Records from a data source
***

PR #272, opened 2023-11-01
Rework VecJac Operator

avik-pal:
- `p` and `t` are no longer dropped
- `VecJac` matches the size of $J^T$
- Non-square jacobian is constructed if we pass in `fu`

~I will test with https://github.com/SciML/NonlinearSolve.jl/pull/268 a bit before merging~

### DIFF
--- a/src/differentiation/vecjac_products.jl
+++ b/src/differentiation/vecjac_products.jl
@@ -1,10 +1,10 @@
-function num_vecjac!(du, f, x, v, cache1 = similar(v), cache2 = similar(v);
-        compute_f0 = true)
+function num_vecjac!(du, f::F, x, v, cache1 = similar(v), cache2 = similar(v);
+        compute_f0 = true) where {F}
     compute_f0 && (f(cache1, x))
     T = eltype(x)
     # Should it be min? max? mean?
     ϵ = sqrt(eps(real(T))) * max(one(real(T)), abs(norm(x)))
-    vv = reshape(v, size(x))
+    vv = reshape(v, size(cache1))
     for i in 1:length(x)
         x[i] += ϵ
         f(cache2, x)
@@ -14,9 +14,9 @@ function num_vecjac!(du, f, x, v, cache1 = similar(v), cache2 = similar(v);
     return du
 end
 
-function num_vecjac(f, x, v, f0 = nothing)
-    vv = reshape(v, axes(x))
-    f0 === nothing ? _f0 = f(x) : _f0 = f0
+function num_vecjac(f::F, x, v, f0 = nothing) where {F}
+    f0 === nothing ? (_f0 = f(x)) : (_f0 = f0)
+    vv = reshape(v, axes(_f0))
     T = eltype(x)
     # Should it be min? max? mean?
     ϵ = sqrt(eps(real(T))) * max(one(real(T)), abs(norm(x)))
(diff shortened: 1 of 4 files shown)


avik-pal:
This might have to be a breaking change. The previous API dropped things and a lot of code was written to work around it. But now the API is more strict which breaks code :disappointed:

src/differentiation/vecjac_products.jl
```diff
@@ -47,31 +51,121 @@ mul!(w, L, v) # = df/du * v
...
+f(u, p)     # p !== nothing
+f(u)        # Otherwise
+```
+
+For In Place Functions:
+
+```julia
+f(du, u, p, t)  # t !== nothing
+f(du, u, p)     # p !== nothing
+f(du, u)        # Otherwise
```
ChrisRackauckas, line 70: Does this match jacvec?

ChrisRackauckas: Where is v?

avik-pal: That also drops `p` and `t` after asking from them. JacVec basically only allows `f(du, u)` and `f(u)`. So this one is a strict superset

avik-pal: (I always pass in the general function and then get an error that `f` can't take `p` or `t` as inputs, which is kind of weird to do if the function takes them as inputs)

src/differentiation/vecjac_products.jl
```diff
@@ -14,9 +14,9 @@ function num_vecjac!(du, f, x, v, cache1 = similar(v), cache2 = similar(v);
     return du
 end
 
-function num_vecjac(f, x, v, f0 = nothing)
-    vv = reshape(v, axes(x))
-    f0 === nothing ? _f0 = f(x) : _f0 = f0
+function num_vecjac(f::F, x, v, f0 = nothing) where {F}
+    f0 === nothing ? (_f0 = f(x)) : (_f0 = f0)
```
prbzrg, line 18:
```suggestion
    _f0 = ifelse(isnothing(f0), f(x), f0)
```

avik-pal: This will cause an unnecessary computation of `f(x)` which is not needed

src/differentiation/vecjac_products.jl
avik-pal: > Where is v?

Oh I see the confusion. I meant to say function signatures for the input and not the constructed operator

src/differentiation/vecjac_products.jl
```diff
@@ -47,31 +51,121 @@ mul!(w, L, v) # = df/du * v
...
-    #       doesn't follow the convention of `f`
-    return FunctionOperator(L, u, u; isinplace = true, outofplace = OOP,
-        p, t, islinear = true, accepted_kwargs = (:VJP_input,), kwargs...)
+    fu === nothing && (fu = __internal_oop(ff) ? ff(u) : u)
+
+    op = _vecjac(ff, fu, u, autodiff)
+
+    # FIXME: FunctionOperator is terribly type unstable. It makes it `::Any`
+    # NOTE: We pass `p`, `t` to Function Operator but we always use the cached version from
+    #       VecJacFunctionWrapper
```
ChrisRackauckas, line 88: Sounds like the right thing to do is fix FunctionOperator?

avik-pal: the `note` part or the `fixme` part? The `fixme` part definitely needs fixing, but the `note` part is needed, because `p` and `t` need to be propagated via `update_coefficients`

***

- Work order
Report how many lines of the data hold the string "which"; give only the number.

- Result of the exercise
3